For decades, scientists have tracked how phosphorus cycles through the planet's shallowest layers - to about 100 kilometres - before returning to the surface via volcanoes. Yet a mystery has always remained: why haven't billions of years of plate tectonics permanently locked phosphorus away in the deepest recesses of the Earth's mantle?
New research shows that under normal conditions, the descending slabs of oceanic plates that drive plate tectonics are simply too hot to allow the deep Earth to swallow phosphorus, keeping it near the surface and allowing life to thrive. The study was led by former University of Alberta PhD student Qiwei Zhang, now a post-doctoral fellow at the Carnegie Institution for Science, alongside researchers Dr. Graham Pearson and Dr. Thomas Stachel of the Faculty of Science.

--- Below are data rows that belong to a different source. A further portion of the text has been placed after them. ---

PR #525, opened 2023-04-17
Display samples removed from study

ckostiw:
Display samples that are removed from a study in the study view, using the step history to identify those samples.

### DIFF
--- a/frontend/src/components/studySamples/StudySamples.tsx
+++ b/frontend/src/components/studySamples/StudySamples.tsx
@@ -118,7 +118,7 @@ function StepPanel({step, studyID, uxSettings} : StepPanelProps) {
 	const removedSamples = step.completed.filter(completed => completed.removedFromWorkflow === true)
 	const hasRemovedSamples = removedSamples.length > 0
 
-	const removedTitle = removedSamples.length === 1 ? `1 sample was removed from study` : `${removedSamples.length} samples were removed from study`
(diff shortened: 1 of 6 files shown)


frontend/src/components/studySamples/StudySamples.tsx
```diff
@@ -96,64 +95,81 @@ function StudySamples({ studyID, studySamples, refreshSamples }: StudySamplesPro
...
 	const dispatch = useAppDispatch()
 
+	const countString = `${step.completedCount} / ${step.sampleCount + step.completedCount}`
+	const countTitle = `${step.completedCount} of ${step.sampleCount + step.completedCount} samples are completed`
+	
+	const completedSamples = step.completed.filter(completed => completed.removedFromWorkflow === false)
+	const removedSamples = step.completed.filter(completed => completed.removedFromWorkflow === true)
+	const hasRemovedSamples = removedSamples.length > 0
+
+	const removedTitle = removedSamples.length === 1 ? `1 sample was removed from study` : `${removedSamples.length} samples were removed from study`
```
UlysseFG, line 121: I think we should specify in this message that the sample was removed after the step was completed. It is to make sure it is clear the sample is not missing from this step listing but will from further study steps.

UlysseFG (approved):

frontend/src/components/studySamples/StudySamples.tsx
ckostiw: I added "at this step" to make it a bit more clear. We could also add an info message in the removed samples section to make it even more clear "These samples were removed from the study at this step and will not appear in any later steps."

PR #951, opened 2025-03-21
Fix invalid index message

UlysseFG:


nafiz1001 (approved):
The changes appear to have fixed the problem.

PR #962, opened 2025-04-02
Validation before processing during template ingestion.

UlysseFG:


backend/fms_core/template_importer/row_handlers/sample_submission/sample.py
```diff
@@ -20,6 +20,16 @@ class SampleRowHandler(GenericRowHandler):
     def __init__(self):
         super().__init__()
 
+    def validate_row_input(self, **kwargs):
+        super().validate_row_input(**kwargs)
+
+        sample = kwargs.get("sample", None)
```
nafiz1001, line 26: Why not assume that the expected parameters are present? `sample, library, container, project, parent_container, individual, sample_kind_objects_by_name, defined_pools`
```
    def process_row_inner(self, sample, library, container, project, parent_container, individual, sample_kind_objects_by_name, defined_pools):
```

UlysseFG: The validate row input signature would be different for a different template row ...

nafiz1001 (approved):

PR #963, opened 2025-04-03
Link Dataset to Project using FK instead of name mapping.

UlysseFG:


backend/fms_core/migrations/0069_v5_0_0.py
```diff
@@ -0,0 +1,76 @@
...
+        admin_user = User.objects.get(username=ADMIN_USERNAME)
+
+        reversion.set_comment("Insert fk of FMS project for each existing Dataset before removing project related fields.")
+        reversion.set_user(admin_user)
+
+        for dataset in Dataset.objects.all():
+            try:
+                project = Project.objects.get(name=dataset.project_name)
+            except:
+                project = Project.objects.get(name__startswith=dataset.project_name)
```
nafiz1001, line 24: Filter with `name__startswith` seems kinda risky.

UlysseFG: A bit in the sense it might not work but if we don't get exactly one match it is going to fail. The issue here is that someone had the great idea to rename a project, the good news is the renaming was done by appending stuff ... This is mainly a single project causing issue to the migration. I will have to run the migration on a prod backup the day before the release to make sure all still runs ...

backend/fms_core/schema_validators.py
```diff
@@ -107,20 +107,21 @@ def deconstruct(self):
...
                     "type": "object",
                     "properties": {
+                        "project_obj_id": {"type": "string"},
                         "external_project_id": {"type": "string"},
                         "project_name": {"type": "string"},
                         "sample_name": {"type": "string"},
                         "derived_sample_id": {"type": ["null", "number"]},
                     },
-                    "required": ["sample_name", "external_project_id", "project_name"]
+                    "required": ["project_obj_id", "sample_name", "external_project_id", "project_name"]
```
nafiz1001, line 124: I guess we are still handling `external_project_id`?

UlysseFG: It is still the unifying ID for project in the center ... if the json ever get ingested elsewhere it would still be useful ... maybe i could remove it as a requirement but it might be better to keep the pressure for compliance on that side.

nafiz1001:
Would be nice if there was a hyperlink on the project name.
image

UlysseFG:
> Would be nice if there was a hyperlink on the project name, and maybe even on the run name.

Agreed you can make a ticket for that should be pretty easy to do ...

nafiz1001 (approved):
Run validation report ingestion finally works.

PR #967, opened 2025-04-23
Resize the timelines left margin for larger labels.

UlysseFG:


nafiz1001 (approved):
I checked out sample timeline, dataset timeline and user timeline and they all looked ok or better.

PR #968, opened 2025-04-24
Placement Refactor Attempt #2

nafiz1001:


frontend/src/components/labwork/step/LabworkStep.tsx
```diff
@@ -295,23 +293,17 @@ const LabworkStep = ({ protocol, step, stepSamples }: LabworkStepPageProps) => {
...
 
 	useEffect(() => {
 		if (stepSamples.selectedSamples.items.length === 0) {
-			// ensures there are no left over samples from containers that have no selection
-			// because of the abrupt disable of placement tab
-			const sourceContainers = selectSourceContainers(store.getState()).map((c) => c.name)
-			dispatch(flushPlacementContainers(sourceContainers))
-			dispatch(flushLabworkStepPlacementContainers(sourceContainers))
-
 			onTabChange(GROUPED_SAMPLES_TAB_KEY)
```
UlysseFG, line 304: This will trigger twice onTabChange(GROUPED_SAMPLES_TAB_KEY) on clearSelectedSamples. We should remove one of the instances. The one in clearSelectedSamples is likely the easiest to remove as it will consistantly trigger the one here.

frontend/src/components/placementVisuals/Placement.tsx
```diff
@@ -144,37 +135,12 @@ function Placement({ stepID, sampleIDs }: PlacementProps) {
...
-                }))
-            }
-        })
-    }, [activeSourceContainer?.name, destinationContainers, dispatch, sourceContainers])
-
-    const removeSelectedCells = useCallback(() => {
+    const undoPlacementsCallback = useCallback(() => {
         if (activeDestinationContainer) {
-            dispatch(undoSelectedSamples(activeDestinationContainer.name))
+            dispatch(undoPlacements(activeDestinationContainer.name))
```
UlysseFG, line 143: We pass the container for the placeAllSource we should do the same for the undoPlacements.

frontend/src/components/placementVisuals/Placement.tsx
```diff
@@ -188,7 +154,7 @@ function Placement({ stepID, sampleIDs }: PlacementProps) {
                         </Col>
                         {usesSamplesheet && <Col span={3} >
                             <Button
-                            onClick={handleGetSamplesheet}
+                                onClick={handleGetSamplesheet}
                             // disabled={!isPlacementComplete}
```
UlysseFG, line 158: With PacBio coming with smrt cells that can be empty i don't this this line is making a come back. You can likely remove the commented line for good.

frontend/src/components/placementVisuals/Placement.tsx
nafiz1001: Huh? But I am passing the container `activeDestinationContainer.name`

UlysseFG: It is just a question of consistency :) Up to you.

nafiz1001: Where's the inconsistency? 🤔

frontend/src/modules/placement/classes.ts
```diff
@@ -0,0 +1,874 @@
...
+            if (cell.getSamples(true).length > 0) {
+                this.placementState.error ??= `Sample ${cell.getSamples(true)[0].name} already exists in cell ${cell.coordinates}`
+            }
+        }
+    }
+
+    compareSamples(a: SamplePlacementIdentifier, b: SamplePlacementIdentifier) {
+        const MAX = 128
+
+        const A = this.#resolveSamplePlacementIdentifier(a)
```
UlysseFG, line 325: This here appear very inefficient ... you are allocating objects in a sorting loop this can likely be done better with passing the objects from outside the sorting call. A single item will be reallocated multiple time here. You also incur the risk of modifying your item between calls.

frontend/src/modules/placement/classes.ts
```diff
@@ -0,0 +1,874 @@
...
+                this.unSelectSample(sampleID)
+            }
+        } else {
+            for (const sampleID of sampleIDs) {
+                this.selectSample(sampleID)
+            }
+        }
+    }
+
+    compareSamples(a: Pick<SamplePlacementIdentifier, 'sample'>, b: Pick<SamplePlacementIdentifier, 'sample'>) {
```
UlysseFG, line 542: I am not convinced you need more than one definition of this compareSample algorithm... There is non negligible risk here you will change one and forget the other ones ... the logic is the same as far as i can see... If you want to use the object inheritance you have here you could have your base class method do the basic sorting logic and have the derived classes prepare the data to call it properly using a super call.

frontend/src/components/placementVisuals/PlacementSamplesTable.tsx
```diff
@@ -21,113 +19,147 @@ interface PlacementSample {
...
+        } else {
+            if (!sample.coordinates) return
+            dispatch(multiSelect({
+                forcedSelectedValue: selected,
+                context: {
+                    source: activeSourceContainer
+                },
+                type: 'samples-placements',
+                parentContainer: parentContainerID,
+                samples: [{ sample, cell: { fromContainer: parentContainerID, coordinates: sample.coordinates } }],
```
UlysseFG, line 146: Exposing a different format for samples here is risky and forcing you to track and test it all over the place ... you should have a uniform format (at least list sample in an object so you do not need to test it all the time) and test it within your placement objects as much as possible.

frontend/src/modules/placement/classes.ts
UlysseFG: Ignore the object inheritance part here ... Would be too much of a rework.

frontend/src/modules/placement/classes.ts
```diff
@@ -0,0 +1,874 @@
...
+    enter() {
+        if (this.fromContainer.sameContainerAs(this.context.sourceContainer)) {
+            return
+        }
+        const samples: SampleClass[] = []
+        if (this.context.sourceContainer instanceof TubesWithoutParentClass) {
+            samples.push(...this.context.sourceContainer.getSortedSamples(true))
+        } else {
+            // source containers should have no new placements
+            samples.push(...this.context.sourceContainer.getSortedPlacements(true).map((s => s.sample)))
```
UlysseFG, line 666: same getSortedSamples should exist on both class.

UlysseFG:
When you place samples you should not display a count before it reaches 2 ... 1s is kind of the blank default. You only need to see those once they reach 2.

UlysseFG (approved):

PR #969, opened 2025-04-24
Labwork manage workflow

nafiz1001:


frontend/src/components/labwork/step/LabworkStep.tsx
```diff
@@ -354,6 +354,11 @@ const LabworkStep = ({ protocol, step, stepSamples }: LabworkStepPageProps) => {
 					/>
 				</>
 			}
+			<a href={`/management/workflow-assignment?${SampleColumnID.QUEUED_STEPS}=${step.name}`}>
```
UlysseFG, line 357: We are using <Link> nearly everywhere ... this would be good to stick to the same.

frontend/src/components/management/WorkflowAssignment.tsx
```diff
@@ -83,7 +83,8 @@ export function WorkflowAssignment(props: LabworkSamplesProps) {
                 render: (_, { sample }) => {
                     if (!sample) return null
                     const sampleNextSteps = sampleNextStepsBySampleID[sample.id]
-                    if (!sampleNextSteps || sampleNextSteps.length === 0) return null
+                    if (!sampleNextSteps) return <Spin size={"small"} />
+                    if (sampleNextSteps.length === 0) return null
```
UlysseFG, line 87: Is this case actually happening ? sampleNextStepsBySampleID is likely to never return an empty list since it is built from queued samples ...

nafiz1001: Oh I see. It would return `undefined` if there is no sample next step.

UlysseFG (approved):

PR #971, opened 2025-04-28
Infinium cleanup

UlysseFG:


backend/fms_core/viewsets/_utils.py
```diff
@@ -378,8 +378,15 @@ def default_batch_prefilling(sample_id_list: List[int], template, batch_sheet_na
 
             return batch_rows_list
 
+        def get_step_specific_experiment_prefix(step_name: str):
+            match step_name:
+                case "Experiment Run Infinium":
+                    return ""
+                case _:
+                    return "CHANGE ME "
```
nafiz1001, line 386: Oh my, a match expression where you would normally use an if-else statement 🤭.

UlysseFG: Leaving some space for other experiment run to have their own pattern.

backend/fms_core/tests/test_template_importers/experiment_run_test.py
nafiz1001, line 1: In the future, we should cleanup the way variables are named here, or maybe use some elegant technique for testing bunch of values. One strategy I can think of is to use `dict` to track values instead of variables like `cp1_4`, `cp1_4_p1`, etc.

nafiz1001 (approved):

backend/fms_core/tests/test_template_importers/experiment_run_test.py
UlysseFG: This could be prettier.

PR #976, opened 2025-05-05
Fix Sequencer side value refused for MiSeq

UlysseFG:


nafiz1001:
The dropdown for "Sequencer Side" column ends a lot sooner than the other columns like "Experiment Container Kind".

UlysseFG:
> The dropdown for "Sequencer Side" column ends a lot sooner than the other columns like "Experiment Container Kind".

You mean the dropdown does not apply to as many rows ? Ok i'll check that.

nafiz1001 (approved):
Looks soooooo good to me.

PR #977, opened 2025-05-05
Index validation change to allow mismatched indices.

UlysseFG:


backend/fms_core/viewsets/index.py
```diff
@@ -89,7 +90,7 @@ def validate(self, _request):
             form_errors["length_3prime"].append(f"Validation length for index at 3 prime end cannot be negative.")
 
         threshold = _request.GET.get("threshold", "").strip()
-        threshold = int(threshold) if threshold else None
+        threshold = int(threshold) if blank_str_to_none(threshold) is not None else None
```
nafiz1001, line 93: Maybe you can do something like
```suggestion
        threshold = int(threshold) if threshold else None
```

PR #983, opened 2025-05-13
Options to From/To Step

nafiz1001:


frontend/src/components/management/WorkflowAssignment.tsx
```diff
@@ -481,13 +481,13 @@ function WorkflowOptions({ defaultSelection, exceptedSampleIDs, filters }: Labwo
             <Collapse key={'actions'} accordion items={[
                 {
                     key: 'dequeue',
-                    label: `Dequeue Options (${projectDequeueActions.length})`,
+                    label: `(${projectDequeueActions.length}) Dequeue From Step`,
```
UlysseFG, line 484: I am not sure i like the counter reversed like that ... This could lead to weird text alignment if the counter for the queue and dequeue are much different in length (100 vs 1) i would prefer for the text to be aligned on the left with the counter on the right like before.

nafiz1001: My concern is that it might confuse the user if the counter appears after. But if it's not confusing to you, chances are it's fine for the user anyway.

UlysseFG: Well it certainly is not clearer to me if it is before ;)

UlysseFG (approved):

PR #984, opened 2025-05-21
New STOOL sample kind.

UlysseFG:


nafiz1001 (commented):
Maybe should be called feces ;)

nafiz1001 (approved):
💩

PR #186, opened 2025-12-03
Kernel name change api

HimanshuChoudhary-Xilinx:
1. Update argtbl get_argtbl() api to take kernel name for full elf.
2. It return tbl only for all instances in that kernel.
3. These apis applicable only for aie2ps/aie4 config/full elf's
4. Added testcase
5. NOTE: if kernel have 2 instance like in example, kernel name for both instance modify if we modify for one instance like in example.

Usage:
```
auto as = aiebu::aiebu_assembler(elf_buf);
auto tbl = as.get_argtbl("DPU");
auto& inst = tbl.get();                     // this should be ref so changes are reflected
auto& table = inst[0].inst_arginfo;  // this should be ref so changes are reflected
tbl.set_name("RESNET");
table[1].xrt_idx = 45;
table[1].bd_offset = 100;
....
as.flush_argtbl(tbl);
auto e_modified = as.get_elf();
```
```
kernel info in ORIGINAL ELF
Symbol table '.symtab' contains 3 entries:
   Num:    Value  Size Type    Bind   Vis      Ndx Name
     0: 00000000     0 NOTYPE  LOCAL  DEFAULT  UND 
     1: 00000000     0 FUNC    WEAK   DEFAULT  UND _Z3DPUPcPcPcPc
     2: 00000000     0 OBJECT  WEAK   DEFAULT    1 vad123
     3: 00000000     0 OBJECT  WEAK   DEFAULT    1 vadd
```
```
kernel info in MODIFIED ELF

Symbol table '.symtab' contains 3 entries:
   Num:    Value  Size Type    Bind   Vis      Ndx Name
     0: 00000000     0 NOTYPE  LOCAL  DEFAULT  UND 
     1: 00000000     0 FUNC    WEAK   DEFAULT  UND _Z6RESNETPcPcPcPc
     2: 00000000     0 OBJECT  WEAK   DEFAULT    1 vad123
     3: 00000000     0 OBJECT  WEAK   DEFAULT    1 vadd

```


src/cpp/include/aiebu/aiebu_assembler.h
```diff
@@ -152,53 +164,81 @@ class aiebu_assembler
...
+      * Get an argtbl object from aiebu_assembler for a given
+      * kernel name. In this function aiebu_assember will scan
+      * the ELF and construct a vector of instance info (instinfo).
+      * Inside each instinfo, we have a table (vector)
+      * of xrt_idx and BD offset of that kernel:inst's control code.
+      *
+      * The object can be used to dump the reference of the instance
+      * info and modify the table in place inside each instance.
+      *
+      * NOTE: applicable for only config elf's
```
larry9523: We don't really have a official concept of "config elf's". Are you trying to say it is only available for full ELF flow?

src/cpp/include/aiebu/aiebu_assembler.h
```diff
@@ -152,53 +164,81 @@ class aiebu_assembler
...
-    /*
-     * Flush the argtbl object to aiebu_assembler. In this function,
-     * aiebu will take the argtbl object and update control code and
-     * patching metadata based on the xrt_idx and BD offset in the
-     * arg table.
-     */
-    void flush_argtbl(const argtbl& arg_table);
+     class argtbl
+     {
+         friend class aiebu_assembler;
```
larry9523: why do we need this?

HimanshuChoudhary-Xilinx: i want to use kernel name handle in aiebu_assembler class to get old and new kernel name

src/cpp/include/aiebu/aiebu_assembler.h
HimanshuChoudhary-Xilinx: yes ... updated

src/cpp/include/aiebu/aiebu_assembler.h
```diff
@@ -152,53 +164,81 @@ class aiebu_assembler
...
+      * the ELF and construct a vector of instance info (instinfo).
+      * Inside each instinfo, we have a table (vector)
+      * of xrt_idx and BD offset of that kernel:inst's control code.
+      *
+      * The object can be used to dump the reference of the instance
+      * info and modify the table in place inside each instance.
+      *
+      * NOTE: applicable for only full elf's
+      */
+     argtbl get_argtbl(const std::string kernel_name);
```
stsoe:
```suggestion
     argtbl get_argtbl(const std::string& kernel_name);
```

src/cpp/include/aiebu/aiebu_assembler.h
stsoe: Handle classes can safely return the handle through a public inline API (get_handle()).  The handle is useless to public clients, but Implementation code can then access the impl this way.   It accomplishes the same as the friend class though, so really no preference one way or the other.

FWIW, XRT uses get_handle for all pimpls, see here https://github.com/Xilinx/XRT/blob/5c6def2df468485b7240e3749d94994f0deeeb2f/src/runtime_src/core/include/xrt/detail/pimpl.h#L52

larry9523 (approved):

sonals:
Can you update the PR description to say 
`tbl.set_name("RESNET"); ` instead of 
`tbl.set_name("CONV");` as the readelf output for modified elf is printing` _Z6RESNETPcPcPcPc`

src/cpp/analyzer/transform_manager.h
```diff
@@ -211,27 +245,68 @@ class transform_manager {
...
+   * @return Modified ELF binary as vector of chars
+   *
+   * For C++ mangled names, matches the exact identifier (e.g., "DPU" matches "_Z3DPUPcPc"
+   * but not "_Z4DPU1PcPc"). Automatically updates length prefixes (_Z3DPU -> _Z4XCVB).
+   * For non-mangled names, does exact string matching.
+   * Only supports OS ABI 0x46 and ABI version 0x3.
+   *
+   * @throws error if format unsupported, sections missing, or name not found
+   */
+   std::vector<char> update_kernel_name(const std::string orig_name, const std::string new_name);
```
sonals: std::string reference?

src/cpp/assembler/aiebu_assembler.cpp
```diff
@@ -122,52 +122,107 @@ disassemble(const std::filesystem::path &root) const
...
+set_name(const std::string& name)
+{
+  handle->set_name(name);
 }
 
 aiebu_assembler::argtbl
 aiebu_assembler::
-get_argtbl()
+get_argtbl(const std::string kernel_name)
 {
```
sonals, line 188: reference?

sonals (changes requested):
Please update the code to use std::string references where applicable.

src/cpp/include/aiebu/aiebu_assembler.h
HimanshuChoudhary-Xilinx: done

"If 90 per cent of phosphorus did get subducted back into the lower mantle, we would have a real phosphorus crisis," explains Pearson.
"Instead, all of that phosphorus gets torched back off the sinking oceanic plates and stays in the shallow Earth."
Because the deepest human borehole only reaches 13 kilometres, scientists rely on "super-deep" diamonds - which form at staggering depths between 410 and 700 kilometres - to act as deep-mantle probes and time capsules. Partnering with the mining company De Beers, Zhang analyzed two such diamonds, a 450 million-year-old diamond recovered from Brazil and a diamond from Canada's Northwest Territories that is thought to be 1.7 billion years old.
Initially mistaking the inclusions inside the gems for more common minerals known as olivine or enstatite, Zhang used Raman spectroscopy to identify their true crystal structures.
"What I found was a spectrum the software could not match to anything in its database," he says.